Trickiness in measuring vertical
For a route which is one long uphill, this is simple to measure: just get the altitude of the finish point and the altitude of the start point and subtract.
But for most routes it's trickier than that, for three reasons. First, most real routes end at the same place that they start -- so the net vertical difference is zero. So it takes lots more measuring -- you have to identify each of the uphill segments, then get the bottom elevation and top elevation for each, and subtract, and then add them all up. Fortunately some instruments and some mapping software is set up to do this automatically.
There's another trickiness: Not all uphill segments add to the effort and strain of riding the route. If a 5-foot rise comes immediately after a 100-foot descent, the rider can use the downhill momentum to "roll over" the little rise without any effort. (For the theoreticians, there's an even deeper trickiness: the "fractal" perspective.)
And finally there's the problem of inaccuracy in measurement. Of course all measurements have inaccuracy, but the special concern here is that when you subtract two measurements (like bottom from top) the percentage error is typically much larger. And if you have a systematic inaccuracy in your measurement approach, then adding up many of those subtraction results for an entire route could result in a rather large inaccuracy in the total vertical climb. But the previous paragraph suggests that we might actually desire some kinds of systematic inaccuracy -- like "undercount the initial climbing vertical if it comes just after a downhill" or perhaps even "ignore little climbs".
Some altimeters are set up to measure accumulated vertical over several climbs. A good altimeter is pretty accurate, provided there are no substantial changes in the barometric pressure of the atmosphere during the ride. But the altimeter must use some calculation approach to "decide" when each uphill segment starts and finishes -- which is a source of systematic inaccuracy.
Some people think that some altimeters tend to undercount vertical differences slightly and/or ignore small climbs. If so, this could be an advantage for bicycle route planning, since it supports the desirable inaccuracy of the second "trickiness" point.
What is not true is that using the cumulative vertical climb feature on an altimeter gives the "truly" accurate measure of total vertical (or of climbing effort) for a route.
If a GPS has an "accumulated vertical climb" capability (and some do not), then similar considerations apply as for an altimeter -- but a GPS tends to be less accurate on altitude than a good altimeter, which will cause more problems with the third "trickiness" point.

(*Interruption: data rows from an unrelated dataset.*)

PR #4022, opened 2025-06-19
Search windeployqt

ElTh0r0:
As mentioned in https://github.com/flameshot-org/flameshot/discussions/4012#discussioncomment-13504609, windeployqt wasn't found anymore and because of this the Windows artifacts were missing the Qt DLLs.
Now cmake searches in CMAKE_PREFIX_PATH first and (as fallback / for backward compatibility) in environment variable QTDIR for the windeployqt.exe

### DIFF
--- a/src/CMakeLists.txt
+++ b/src/CMakeLists.txt
@@ -391,7 +391,19 @@ endif ()
 
 # windeployqt
 if (WIN32)
-    if (EXISTS $ENV{QTDIR}/bin/windeployqt.exe)
+    # Add CMAKE_PREFIX_PATH to search paths
+    foreach(prefix ${CMAKE_PREFIX_PATH})
+        list(APPEND WINDEPLOYQT_SEARCH_PATHS "${prefix}/bin")
+    endforeach()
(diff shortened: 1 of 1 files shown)


borgmanJeremy (approved):

borgmanJeremy:
Did you happen to test the artifacts? BTW our official release for windows comes from the appveyor build since that is the only way to sign into SignPath. Those builds _did_ seem to have the qt6 dlls. I'll check them again after this commit goes through the SighPath pipeline.

ElTh0r0:
> Did you happen to test the artifacts? BTW our official release for windows comes from the appveyor build since that is the only way to sign into SignPath. Those builds _did_ seem to have the qt6 dlls. I'll check them again after this commit goes through the SighPath pipeline.

Yes, the artifacts of my branch included the DLLs.
Ah ok, I already wondered about the need for the additional appveyor CI. But I saw that the appveyor.yml sets `QTDIR` env variable, and because of that it always worked and wasn't affected by my change #4008, which removed QTDIR from the github action. All good with the Appvyeor build in my opinion, but please check!

https://github.com/flameshot-org/flameshot/blob/89679f5bb6d29d982261dcf1cddeff67f5a50334/appveyor.yml#L12

Issue #877, opened 2020-09-10
Configuration/about window should appear in the middle of screen


hosiet:
**Is your feature request related to a problem?**
When opening the config window or the about window, users may feel somehow weird:

* The config window always somewhere near the top left corner of current screen.
* The about window seems to be appearing in the middle of current screen but it's actually not: the window appear near the center but not the exact center.

I guess we should unify the appear position of those windows to ease user's interaction with them.

See #318 for my previous (somehow unsuccessful) fix for the window position of the about window.

I believe this problem is quite minor and we can dig into it after 0.8.0 release.

borgmanJeremy:
closed with #4024

PR #4024, opened 2025-06-19
Center dialogs on current screen

ElTh0r0:
Fix for #877 
Note: On my main system (Manjaro with KDE Plasma), the dialog's had been automatically centered by Plasma (without this code change), so potentially other Linux users didn't noticed this issue. But it was an issue on Windows, which is fixed now with this PR.

### DIFF
--- a/src/core/flameshot.cpp
+++ b/src/core/flameshot.cpp
@@ -37,8 +37,8 @@
 #endif
 
 Flameshot::Flameshot()
-  : m_captureWindow(nullptr)
-  , m_haveExternalWidget(false)
+  : m_haveExternalWidget(false)
+  , m_captureWindow(nullptr)
 #if defined(Q_OS_MACOS)
   , m_HotkeyScreenshotCapture(nullptr)
   , m_HotkeyScreenshotHistory(nullptr)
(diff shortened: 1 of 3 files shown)


b0ch3nski:
@ElTh0r0 Could similar logic also be applied to `src/widgets/capture/capturewidget.cpp` on `void CaptureWidget::initQuitPrompt()` function? I've noticed that this popup appears on "counter intuitive" places :smile_cat:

Topo maps are all about elevation data, so if you're willing to go through the work of identifying all the uphills in a route, and do some sort of guess about elevations between the contour lines, then you can get a measure of the total vertical climb for a route. If the contour interval is large, you could have a lot of inaccuracy, and altogether miss some significant hills. But if the contour interval on your map is small, your result could be reasonable -- though for a complex route that could require a lot of painstaking work.
Some mapping software programs have elevation data, like from topographical maps -- and these may provide a function that calculates the accumalated elevation gain for a route automatically. One example is DeLorme Topo USA, which we have used to estimate the vertical for some of our routes.
The fact that it's automatic does not mean that it is more accurate than manually measuring the uphills on a topo map. It may mean that you have little or no control over its systematic biases.
Some people have reported that they found that Topo USA versions 2 and 3 tended to produce measures of total vertical that were larger than other measurement approaches.